So as I read through a few recent blog entries from Sherpa John from Human Potential and gIANt from Trail Monster Running, concerning their recent winter ultra running adventures, I was left with the question, "How exactly do these guys do it?".
Obvious there is a lot of toughness and mental fortitude involved in making an attempt at a long jaunt through snow, slush, and ice, as in any ultra in any season, but I continue to wrestle with the thought or question of "when is one ready?".
I recently re-read a chapter from Breakaway Books "Running Through The Wall", specifically the chapter where an ultra runner recalls her first experience training for and running the infamous Holiday Lake 50k++ in Virginia. Part of her story recalls the fact that she had been training and did her final long training run, a three to four hour run, a week prior to the race. Obviously this strategy goes against the traditional training plan philosophy of build and taper. I also look at athletes like gIANt and Sherpa John that seemingly don't have formal training plans, and when it comes to ultras they will give it a whirl.
So last weekend, as I was on a two-hour training run through the woods and over the ice and the snow, I was thinking about how crappy my winter training has been with the IT Band issues. Conventional wisdom would suggest I am not fit enough for a two hour training run, but I had an itch to get out and go long, and resolved to simply get out on the trail. My thinking was to run easily for as long as I could, walk the tougher sections, and basically run for time instead of distance. In the end, it went really well and I got about 125 minutes.

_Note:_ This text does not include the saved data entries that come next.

PR #468, opened 2020-11-25
test_invalid_utf8: Use distinct if/else branches

jamessan:
pytest isn't able to report the expected value when using the `X if Y else Z` syntax.

See pytest-dev/pytest#7727

### DIFF
--- a/test/test_buffer.py
+++ b/test/test_buffer.py
@@ -164,11 +164,19 @@ def test_mark(vim):
 def test_invalid_utf8(vim):
     vim.command('normal "=printf("%c", 0xFF)\np')
     assert vim.eval("char2nr(getline(1))") == 0xFF
-    assert vim.current.buffer[:] == ['\udcff'] if IS_PYTHON3 else ['\xff']
+
+    if IS_PYTHON3:
+        assert vim.current.buffer[:] == ['\udcff']
+    else:
+        assert vim.current.buffer[:] == ['\xff']
 
     vim.current.line += 'x'
-    assert vim.eval("getline(1)", decode=False) == '\udcffx' if IS_PYTHON3 else '\xffx'
-    assert vim.current.buffer[:] == ['\udcffx'] if IS_PYTHON3 else ['\xffx']
+    if IS_PYTHON3:
+        assert vim.eval("getline(1)", decode=False) == '\udcffx'
+        assert vim.current.buffer[:] == ['\udcffx']
+    else:
+        assert vim.eval("getline(1)", decode=False) == '\xffx'
+        assert vim.current.buffer[:] == ['\xffx']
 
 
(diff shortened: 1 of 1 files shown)


jamessan:
Forcing an error does show the expected reporting:

```
===================================================================================================== FAILURES =====================================================================================================
________________________________________________________________________________________________ test_invalid_utf8 _________________________________________________________________________________________________

vim = <pynvim.api.nvim.Nvim object at 0xb608d1f0>

    def test_invalid_utf8(vim):
        vim.command('normal "=printf("%c", 0xFF)\np')
        assert vim.eval("char2nr(getline(1))") == 0xFF
        if IS_PYTHON3:
            assert vim.current.buffer[:] == ['\udcff']
        else:
            assert vim.current.buffer[:] == ['\xff']
    
        vim.current.line += 'x'
        if IS_PYTHON3:
            assert vim.eval("getline(1)", decode=False) == '\udcffx'
>           assert vim.current.buffer[:] == ['\udcffxy']
E           AssertionError: assert ['\udcffx'] == ['\udcffxy']
E             At index 0 diff: '\udcffx' != '\udcffxy'
E             Full diff:
E             - ['\udcffx']
E             + ['\udcffxy']
E             ?          +

test/test_buffer.py:175: AssertionError
```

jamessan:
Guess I didn't need to force a failure to see how this looks.  Python 2 tests are failing and probably have been since they were added:

```
    def test_invalid_utf8(vim):
        vim.command('normal "=printf("%c", 0xFF)\np')
        assert vim.eval("char2nr(getline(1))") == 0xFF
    
        if IS_PYTHON3:
            assert vim.current.buffer[:] == ['\udcff']
        else:
>           assert vim.current.buffer[:] == ['\xff']
E           AssertionError: assert [''] == ['\xff']
E             At index 0 diff: u'' != '\xff'
E             Full diff:
E             - [u'']
E             + ['\xff']
```

blueyed:
Note that `assert 1 == 2 if 0 else 3` does not fail, but only `assert 1 == (2 if 0 else 3)`..!?

blueyed:
Distinct branches are good for code coverage though anyway.

jamessan:
I'm not sure what the correct behavior is supposed to be for Py2.  @Shougo or @bfredl, can you advise?

bfredl:
the correct default behaviour in python2 should be no decoding, i e get the raw `'\xFF'` byte out (and no `unicode` string)

jamessan:
> the correct default behaviour in python2 should be no decoding

Maybe you can push the right changes to my branch?  I'm not familiar with the pynvim APIs.

jamessan:
Closing in favor of #492, which rips out the py2 code, thus getting rid of the bug.

PR #471, opened 2020-12-15
Change the data type of a Buffer so that it works correctly

farisachugthai:
```python

from pynvim.api.buffer import *

```

Doesn't correctly import Buffer. `__all__` is incorrectly defined as a tuple and as a result it tries importing each individual letter instead of the actual class.

In addition, the python reference explicitly defines that `__all__` should be a list.

### DIFF
--- a/pynvim/api/buffer.py
+++ b/pynvim/api/buffer.py
@@ -3,7 +3,7 @@ from pynvim.api.common import Remote
 from pynvim.compat import IS_PYTHON3, check_async
 
 
-__all__ = ('Buffer')
+__all__ = ['Buffer']
 
 
 if IS_PYTHON3:


blueyed (approved):

pynvim/api/buffer.py
```diff
@@ -3,7 +3,7 @@
 from pynvim.compat import IS_PYTHON3, check_async
 
 
-__all__ = ('Buffer')
+__all__ = ['Buffer']
```
jamessan, line 6: Alternatively, make it an actual tuple by adding the missing comma:

```suggestion
__all__ = ('Buffer',)
```

Looks like this is needed in pynvim/api/{nvim,tabpage,window}.py, pynvim/msgpack_rpc/event_loop/__init__.py, and pynvim/plugin/host.py.

farisachugthai: This does technically work however according to the reference guide the data type of `__all__` is explicitly supposed to be a list

blueyed: @farisachugthai 
Ok.  A link/ref would have been useful, but I believe you.. :)

Can you update the other places also, please?

> Looks like this is needed in pynvim/api/{nvim,tabpage,window}.py, pynvim/msgpack_rpc/event_loop/init.py, and pynvim/plugin/host.py.

farisachugthai: Couldn't find it in the ref again but some googling got me this from the tutorial.

https://docs.python.org/3/tutorial/modules.html#importing-from-a-package

The import statement uses the following convention: if a package’s `__init__.py` code defines a list named `__all__`, it is taken to be the **list** of module names that should be imported when `from package import *` is encountered. It is up to the package author to keep this list up-to-date when a new version of the package is released.

Yeah sure I can do that. Is it okay if we merge this and I do the rest in a separate PR?

wookayin:
This already has been fixed by #492 (ac03f5cbfe16), and released as a part of pynvim 0.5.

PR #477, opened 2021-01-28
Add nvim_input_mouse

glacambre:
This function was missing from the API :)


bfredl:
you can already do `nvim.api.input_mouse()` for any API function. New wrappers are only added if there is some more logic than just making the request.

glacambre:
Oh, sorry, I had missed that. Thanks for the advice! :)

This brought me back to thinking about the Pineland Farms Trail Challenge 50k, and how, if I am able to build off of this long run, I could probably show up on Memorial Day weekend and give it a go. Yes, it wouldn't be the 'right' approach to training for a 50k, but I think with the right motivation it could be possible. People have said, why not just sign up for the 25k, but I have my eyes fixed on completing the 50k. I think I'd be a little more cautious about my lack of training if I were thinking of the 50 miler.
Obviously one does not prepare to run 100 miles in 24 hours by completing the run, but there is a great amount of preparation that goes into it, just as some marathon training programs cap long run training at a 20 mile run - leaving the rest of the race to guts and heart.
So here is the question:
What are your thoughts about running a marathon, ultra event, etc, without the 'proper' amount of training? Obviously the answers will be varied, but I am just curious what you might think?